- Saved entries
━━━━━━
PR #800, opened 2023-11-14
Faster load

orionz:
* Rewrote the reconstruct_document code to take advantage of unified_ops.
* Changed the way `Change::new()` worked to not have to re-decode all the ops 
* Removed indexes from maps and rewrote a few queries to make that possible.  This should make all map access much faster.  
* Delay index creation until after load is complete.
* Moved succ and pred into an OpDep unified table 
* Renamed `Op` to `OpBuilder` and `Op2` to `Op`

Open issues:

* The fact that indexes are an option now could require new tests.  What happens if list api calls are made against unindexed maps?
* Rollback is poorly tested and many of these changes intersected with it.  The unified_ops allows for a very clean rollback codepath. A rollback rewrite is recommended.
* Reconstruct document could be further optimized.  Build the ChangeGraph in the first pass - remove PartialChange.  Dont index if we are doing an incremental load.  Etc.
* Add and remove succ/pred really needs new tests.

Further performance work:

* It should be easy now to remove the history and generate changes on demand.  Should cut memory useage by 60%
* Index.visible is super slow and could be optimized 
* Index.ops could be replaced with a bloom filter and save a ton of time and memory.


rust/automerge/src/op_tree/node.rs
```diff
@@ -422,11 +462,15 @@ impl OpTreeNode {
                         cumulative_len += child.len() + 1;
                     }
                     Ordering::Equal => {
-                        return self.index.change_vis(vis);
+                        //return self.index.change_vis(vis);
```
alexjg, line 465: nit: remove commented code

rust/automerge/src/query/nth.rs
```diff
@@ -52,9 +52,11 @@ impl<'a> Nth<'a> {
         marks.current().cloned()
     }
 
-    pub(crate) fn pred(&self) -> OpIds {
-        self.osd.sorted_opids(self.ops.iter().map(|op| *op.id()))
-    }
+    /*
```
alexjg, line 55: nit: remove commented code

rust/automerge/src/storage/convert/op_as_docop.rs
```diff
@@ -135,7 +135,8 @@ impl<'a> Iterator for OpAsDocOpSuccIter<'a> {
     type Item = DocOpId;
 
     fn next(&mut self) -> Option<Self::Item> {
-        if let Some(s) = self.op.succ().get(self.offset) {
+        // FIXME
```
alexjg, line 138: What does this refer to?

rust/automerge/src/op_tree.rs
```diff
@@ -292,7 +307,53 @@ impl OpTreeInternal {
...
+
+    pub(crate) fn seek_idx<'a>(
+        &'a self,
+        idx: OpIdx,
+        encoding: ListEncoding,
+        clock: Option<&Clock>,
+        osd: &'a OpSetData,
+    ) -> Option<FoundOpId<'a>> {
+        let op = idx.as_op(osd);
+        if op.key().is_map_key() {
```
alexjg, line 349: What's the reason to use `is_map_key` here instead of just matching on `key()`? The latter seems clearer to me.

rust/automerge/src/storage/convert/op_as_docop.rs
orionz: Ah - good call - ill expand upon the FIXME - nth() is no longer fast b/c  the iterator changed - fixing wasn't trivial b/c the iterator is anonymous

PR #803, opened 2023-11-19
WIP: send the whole document in the first sync message

alexjg:
**Note: this currently does not work, there are breaking tests in the WASM interop tests.**

This PR modifies the sync protocol to send the whole document in the first sync message if the other end tells us they have nothing in _their_ first sync message.

This is conceptually simple but required a fair amount of fiddling to stay backwards compatible. The problem is this: the sync protocol has no versioning or message tagging mechanism, we just check the first byte of the message to see if it's a particular magic byte and if so we parse and process it. This means that peers running the new sync protocol can't just send the whole document down the wire, we need to know that the other end will support it first. The way I've achieved that here is to add a notion of "support capabilities", which are the things each end will support. The first message a peer sends is a standard v1 sync message, but appended at the end of it are a list of supported capabilities. Initially there are two capabilities a "message v1" and "message v2"  capability. The sending peer appends it's supported capabilities to the first sync message and the receiving peer stores those capabilities in it's sync state.

The end result of this is that after the first sync message the receiving peer knows whether the other end supports v2 sync messages and if it does support them, and also has no heads, sends it the whole document.

Another thing that has made this PR more complicated than it should be is that I copied the entire original sync implementation into a module called `sync::v1_compat_tests` (which is only compiled for tests) so that we can run compatibility tests against the old implementation.


alexjg:
@jkankiewicz there's a part of `automerge-c` which is impacted by this. The sync message may now contain a compressed document instead of a list of changes and so `AMSyncMessageChanges` might need to change. I can hack something in there right now but do you have a preferred way of addressing that?

jkankiewicz:
> I can hack something in there right now but do you have a preferred way of addressing that?

@alexjg, I'll take a look at what you did and let you know what I think.

alexjg:
Well, right now it's a `todo!` 😅

jkankiewicz:
The C API's unit tests must be disabled in the CI workflow; the unit test case  `test_should_send_a_sync_message_implying_no_local_data()` is still calling the no-longer-extant `AMsyncMessageChanges()`.

PR #804, opened 2023-11-22
rust: Improve some intradoc links

MarijnS95:
Found some markdown that was either:
- Missing backticks;
- Had the ` `` ` around `[]` so that it wouldn't turn into a link but display as a single-item array;
- Missing `[]` so that it would not link to an item/function;
- Some invalid `Self::` references that should have pointed to another type (rustdoc points this out and it helps the user understand and click what the docs are referring to);
- Added `()` at the end of functions for readability (and forces `rustdoc` to ensure that the target item really is an `fn`).

### DIFF
--- a/rust/automerge/Cargo.toml
+++ b/rust/automerge/Cargo.toml
@@ -20,12 +20,12 @@ sha2 = "^0.10.0"
 thiserror = "^1.0.16"
 itertools = "^0.10.3"
 flate2 = "^1.0.22"
-uuid = { version = "^1.2.1", features=["v4", "serde"] }
-smol_str = { version = "0.2", features=["serde"] }
+uuid = { version = "^1.2.1", features = ["v4", "serde"] }
+smol_str = { version = "0.2", features = ["serde"] }
 tracing = { version = "^0.1.29" }
 fxhash = "^0.2.1"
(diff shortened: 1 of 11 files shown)


MarijnS95:
Note that I only went over some of the high-value files/classes. Given this low-hanging fruit a larger and more rigorous pass is likely needed.

---

I personally prefer to have all function-links suffixed with `()`, because that:

1. Signifies to the user that we're referring to an _action_ rather than an object/variant/value/field;
2. Signifies to `rustdoc` that the link in question is only valid if the target really is a function.

alexjg:
Apologies for missing this, would you mind rebasing on to `main` to fix the conflicts and then I'll go ahead and merge.

MarijnS95:
No problem. @alexjg what are your thoughts about https://github.com/automerge/automerge/pull/804#issuecomment-1822446543?

MarijnS95:
Conflict with https://github.com/automerge/automerge/pull/818/files - which I also solved in this PR already - resolved! :tada: 

> Apologies for missing this, would you mind rebasing on to `main` to fix the conflicts and then I'll go ahead and merge.

Maybe the right time to merge this, so that I don't have to keep resolving simple conflicts :)

alexjg:
Thanks for the contribution and the persistence! Apologies for taking a while to merge.

PR #9580, opened 2017-09-07
Fixed some issues found by static analysis

mshabunin:
### This pullrequest changes

Several new issues and several existing with lower severity.

Notes:
- Contains definition change in HAL interface
- Use modern enum values instead of C-definitions in color.cpp

### DIFF
--- a/modules/core/src/array.cpp
+++ b/modules/core/src/array.cpp
@@ -374,7 +374,7 @@ cvGetMatND( const CvArr* arr, CvMatND* matnd, int* coi )
 // returns number of dimensions to iterate.
 /*
 Checks whether <count> arrays have equal type, sizes (mask is optional array
-that needs to have the same size, but 8uC1 or 8sC1 type).
+that needs to have the same size, but 8uC1 or 8sC1 type - feature has been disabled).
 Returns number of dimensions to iterate through:
 0 means that all arrays are continuous,
 1 means that all arrays are vectors of continuous arrays etc.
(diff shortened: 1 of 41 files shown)


modules/dnn/src/dnn.cpp
```diff
@@ -1333,7 +1333,7 @@ struct Net::Impl
 
         //forward parents
         MapIdToLayerData::iterator it;
-        for (it = layers.begin(); it->second.id < ld.id; it++)
+        for (it = layers.begin(); it != layers.end() && (it->second.id < ld.id); it++)
```
alalek: `it++` => `++it`

modules/core/src/array.cpp
```diff
@@ -399,17 +399,16 @@ cvInitNArrayIterator( int count, CvArr** arrs,
     if( !iterator )
         CV_Error( CV_StsNullPtr, "Iterator pointer is NULL" );
 
-    for( i = 0; i <= count; i++ )
+    if (mask)
+        CV_Error( CV_StsBadArg, "Iterator with mask is broken" );
```
alalek: "Iterator with mask is not supported"

modules/dnn/src/torch/THDiskFile.cpp
```diff
@@ -460,8 +453,9 @@ static long THDiskFile_readString(THFile *self, const char *format, char **str_)
   return 0;
 }
 
+using namespace std;
```
alalek: Looks like it is not needed.

modules/dnn/src/torch/THDiskFile.cpp
```diff
@@ -3,6 +3,7 @@
 #include "THGeneral.h"
 #include "THDiskFile.h"
 #include "THFilePrivate.h"
+#include <string>
```
alalek: I believe it should be located in `.hpp` file, because `std::string` is part of external interface.

modules/photo/src/inpaint.cpp
```diff
@@ -79,6 +79,8 @@ CvHeapElem;
 
 class CvPriorityQueueFloat
 {
+    CvPriorityQueueFloat(const CvPriorityQueueFloat & ); // copy disabled
```
alalek: `private:`

alalek:
:+1:

PR #9585, opened 2017-09-07
Adds two new more modern elliptical fit methods.

Jazmann:
The Approximate Mean Square (AMS)  proposed by Taubin 1991, and the Direct least square (Direct) method by Fitzgibbon1999.
To solve the non-symetrical eigenvalue problem an additional eigensystem solver is added but not integrated into the core.
The Eigensystem solver is similar to the one in core/lda.cpp but more stable. The routines in lda.cpp were tried but resulted in system crashes.

### This pullrequest changes

Adds fitEllipseAMS and fitEllipseDirect methods to imgproc

### DIFF
--- a/doc/opencv.bib
+++ b/doc/opencv.bib
@@ -296,73 +296,64 @@
   organization = {BMVA Press}
 }
 @ARTICLE{fitzgibbon1999,
-  abstract	= {This work presents a new efficient method for fitting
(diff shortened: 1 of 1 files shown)


alalek:
Thank you for contribution!

Please remove unrelated `.orig` files from the patch.

PR #9590, opened 2017-09-08
core: fix OpenCL runtime compilation with HAVE_OPENCL_STATIC

alalek:
OpenCV modules should call OpenCL function via `opencv_core` proxy functions.


alalek:
:+1:

PR #9591, opened 2017-09-08
Import and export FP16 Caffe models

dkurt:
### This pullrequest changes

* Function that converts weights of Caffe models to FP16 ([NVidia Caffe](https://github.com/NVIDIA/caffe) format)
* Import converted models into DNN.

Reduction of models is ~x2. Degradation of accuracy is ~1e-2.

GoogLeNet: 52MB &rarr; 26MB
AlexNet: 233MB &rarr; 117MB

### DIFF
--- a/modules/dnn/include/opencv2/dnn/dnn.hpp
+++ b/modules/dnn/include/opencv2/dnn/dnn.hpp
@@ -701,6 +701,19 @@ CV__DNN_EXPERIMENTAL_NS_BEGIN
     CV_EXPORTS_W Mat blobFromImages(const std::vector<Mat>& images, double scalefactor=1.0,
                                     Size size = Size(), const Scalar& mean = Scalar(), bool swapRB=true);
 
+    /** @brief Convert all weights of Caffe network to half precision floating point.
+     * @param src Path to origin model from Caffe framework contains single
+     *            precision floating point weights (usually has `.caffemodel` extension).
+     * @param dst Path to destination model with updated weights.
+     *
+     * @note Shrinked model has no origin float32 weights so it can't be used
+     *       in origin Caffe framework anymore. However the structure of data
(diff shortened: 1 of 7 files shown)


modules/dnn/include/opencv2/dnn/dnn.hpp
```diff
@@ -696,6 +696,18 @@ CV__DNN_EXPERIMENTAL_NS_BEGIN
...
+    /** @brief Convert all weights of Caffe network to half precision floating point.
+     * @param src Path to origin model from Caffe framework contains single
+     *            precision floating point weights (usually has `.caffemodel` extension).
+     * @param dst Path to destination model with updated weights.
+     *
+     * @note Shrinked model has no origin float32 weights so it can't be used
+     *       in Caffe framework anymore. That is why use a modified extension
+     *       for the destination model (i.e. `.caffemodel_fp16`).
+     */
+    CV_EXPORTS_W void shrinkNetFromCaffe(const String& src, const String& dst);
```
vpisarev: shrinkCaffeModel would be a better name that resembles `.caffemodel` extension.

modules/dnn/src/caffe/caffe.proto
```diff
@@ -62,6 +62,12 @@ message BlobProto {
   repeated double double_data = 8 [packed = true];
   repeated double double_diff = 9 [packed = true];
 
+  enum DataType {
```
vpisarev: it would be nice to put something like that into official Caffe tree, or maybe find a branch where it's already done

dkurt: NVidia's Caffe supports models stored this way, https://github.com/NVIDIA/caffe/blob/caffe-0.16/src/caffe/proto/caffe.proto#L9. So `shrinkCaffeModel` designed now to store float16 weights in field with the same tag.

vpisarev:
thank you! :+1:

PR #9592, opened 2017-09-08
CUDA: cudafilters: don't modify "const" data

### LINKED ISSUE #9589: Crash in Cuda Laplacian filter
OpenCV => 3.2 and 3.3
Operating System / Platform => Windows 64 Bit
Compiler => Visual Studio 2017 + cuda 8 and cuda 9

When using cv::cuda::createLaplacianFilter(), the only supported "scale" parameter seems to be 1, otherwise a crash occurs.

##### Steps to reproduce
`  try {

    int type = CV_32FC1;//same crash with 8UC1
    cv::Mat src(cv::Size(640, 480), type);
    cv::Mat dst(cv::Size(640, 480), type);
    int dx = 1;
    int dy = 0;
    int k = 1;
    double scale = 2;

    cv::Laplacian(src, dst, dst.depth(), k, scale);
    printf("ok\n");

    cv::cuda::GpuMat srcGpu(cv::Size(640, 480), type);
    cv::cuda::GpuMat dstGpu(cv::Size(640, 480), type);
    cv::cuda::Stream stream;

    cv::Ptr<cv::cuda::Filter> filter = cv::cuda::createLaplacianFilter(srcGpu.type(), dstGpu.type(), k, scale);//won't crash with scale = 1
    filter->apply(srcGpu, dstGpu, stream);//crash in cvtScale_SIMD<float, float, float> for OpenCV 3.2, iwiScale() for OpenCV 3.3
    printf("gpu : ok\n");//not reached

  }
  catch(std::exception& e){
    printf("%s\n", e.what());
  }`

alalek:
resolves #9589

### DIFF
--- a/modules/cudafilters/src/filtering.cpp
+++ b/modules/cudafilters/src/filtering.cpp
@@ -312,9 +312,8 @@ Ptr<Filter> cv::cuda::createLaplacianFilter(int srcType, int dstType, int ksize,
         {2.0f, 0.0f, 2.0f, 0.0f, -8.0f, 0.0f, 2.0f, 0.0f, 2.0f}
     };
 
-    Mat kernel(3, 3, CV_32FC1, (void*)K[ksize == 3]);
-    if (scale != 1)
-        kernel *= scale;
+    Mat kernel1(3, 3, CV_32FC1, (void*)K[ksize == 3]);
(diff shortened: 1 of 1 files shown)


vpisarev:
:+1:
━━━━━━
- Requirement
Nothing but lines that contain "shrinkCaffeModel" should appear in the answer. Copy each from the records.

- Exercise result
vpisarev: shrinkCaffeModel would be a better name that resembles `.caffemodel` extension.
dkurt: NVidia's Caffe supports models stored this way, https://github.com/NVIDIA/caffe/blob/caffe-0.16/src/caffe/proto/caffe.proto#L9. So `shrinkCaffeModel` designed now to store float16 weights in field with the same tag.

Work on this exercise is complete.